§ Work item
Every record below needs to be printed again exactly.

··· Available records ···

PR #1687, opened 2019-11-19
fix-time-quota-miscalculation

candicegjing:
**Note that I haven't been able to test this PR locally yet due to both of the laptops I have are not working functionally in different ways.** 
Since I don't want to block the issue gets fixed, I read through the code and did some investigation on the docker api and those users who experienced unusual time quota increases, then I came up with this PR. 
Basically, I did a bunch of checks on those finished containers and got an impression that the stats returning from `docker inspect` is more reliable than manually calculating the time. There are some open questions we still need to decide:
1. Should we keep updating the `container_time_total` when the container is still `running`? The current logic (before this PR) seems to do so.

···

§ Answer to this exercise
PR #1687, opened 2019-11-19
fix-time-quota-miscalculation

candicegjing:
**Note that I haven't been able to test this PR locally yet due to both of the laptops I have are not working functionally in different ways.** 
Since I don't want to block the issue gets fixed, I read through the code and did some investigation on the docker api and those users who experienced unusual time quota increases, then I came up with this PR. 
Basically, I did a bunch of checks on those finished containers and got an impression that the stats returning from `docker inspect` is more reliable than manually calculating the time. There are some open questions we still need to decide:
1. Should we keep updating the `container_time_total` when the container is still `running`? The current logic (before this PR) seems to do so.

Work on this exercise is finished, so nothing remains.